- WHAT TO PRODUCE -
Comb through the entries for "type" and pull out each line that holds it.

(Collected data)
++++
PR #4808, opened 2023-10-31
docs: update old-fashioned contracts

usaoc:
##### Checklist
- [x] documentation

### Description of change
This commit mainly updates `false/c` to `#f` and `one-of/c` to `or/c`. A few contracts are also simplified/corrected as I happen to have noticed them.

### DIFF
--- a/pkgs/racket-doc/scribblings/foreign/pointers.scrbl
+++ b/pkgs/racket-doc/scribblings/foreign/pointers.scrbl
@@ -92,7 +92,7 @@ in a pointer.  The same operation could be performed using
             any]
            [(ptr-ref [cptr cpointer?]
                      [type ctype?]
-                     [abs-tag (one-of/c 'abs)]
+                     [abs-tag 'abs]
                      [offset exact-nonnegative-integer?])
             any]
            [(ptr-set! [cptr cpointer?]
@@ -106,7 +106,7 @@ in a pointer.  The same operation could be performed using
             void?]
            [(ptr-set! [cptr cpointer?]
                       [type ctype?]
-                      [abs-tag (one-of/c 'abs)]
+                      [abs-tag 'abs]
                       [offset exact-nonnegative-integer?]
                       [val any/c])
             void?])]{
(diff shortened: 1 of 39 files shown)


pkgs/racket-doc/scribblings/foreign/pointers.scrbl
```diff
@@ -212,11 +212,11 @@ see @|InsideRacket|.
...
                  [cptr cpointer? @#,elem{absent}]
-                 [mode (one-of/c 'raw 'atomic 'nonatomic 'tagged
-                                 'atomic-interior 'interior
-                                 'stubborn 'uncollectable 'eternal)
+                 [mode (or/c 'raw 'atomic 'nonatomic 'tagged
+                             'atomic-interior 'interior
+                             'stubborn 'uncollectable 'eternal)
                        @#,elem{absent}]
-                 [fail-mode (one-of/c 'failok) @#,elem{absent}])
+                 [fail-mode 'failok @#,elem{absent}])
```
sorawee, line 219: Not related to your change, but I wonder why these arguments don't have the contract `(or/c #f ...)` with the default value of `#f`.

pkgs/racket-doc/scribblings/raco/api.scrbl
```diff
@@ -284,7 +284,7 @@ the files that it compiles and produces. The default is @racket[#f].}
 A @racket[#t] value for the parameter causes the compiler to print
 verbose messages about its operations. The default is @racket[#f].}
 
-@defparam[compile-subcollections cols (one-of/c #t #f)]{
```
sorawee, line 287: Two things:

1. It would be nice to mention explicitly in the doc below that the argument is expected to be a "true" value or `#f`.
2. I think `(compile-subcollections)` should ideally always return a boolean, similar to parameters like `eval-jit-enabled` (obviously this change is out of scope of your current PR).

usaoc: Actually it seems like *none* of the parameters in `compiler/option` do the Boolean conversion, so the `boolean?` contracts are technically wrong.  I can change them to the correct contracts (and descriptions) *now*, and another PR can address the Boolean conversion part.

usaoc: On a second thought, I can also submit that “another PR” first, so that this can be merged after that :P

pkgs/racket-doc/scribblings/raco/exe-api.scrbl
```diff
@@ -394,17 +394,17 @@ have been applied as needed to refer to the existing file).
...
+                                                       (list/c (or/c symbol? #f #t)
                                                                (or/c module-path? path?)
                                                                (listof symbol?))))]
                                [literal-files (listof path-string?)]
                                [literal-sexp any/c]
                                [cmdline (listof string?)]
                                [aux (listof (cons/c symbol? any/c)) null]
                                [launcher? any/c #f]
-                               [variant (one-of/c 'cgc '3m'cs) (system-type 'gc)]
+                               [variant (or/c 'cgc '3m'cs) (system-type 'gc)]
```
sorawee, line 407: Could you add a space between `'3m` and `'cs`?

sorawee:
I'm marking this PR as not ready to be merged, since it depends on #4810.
++++
- YOUR SOLUTION -
                      [type ctype?]
                       [type ctype?]
-                               [variant (one-of/c 'cgc '3m'cs) (system-type 'gc)]
+                               [variant (or/c 'cgc '3m'cs) (system-type 'gc)]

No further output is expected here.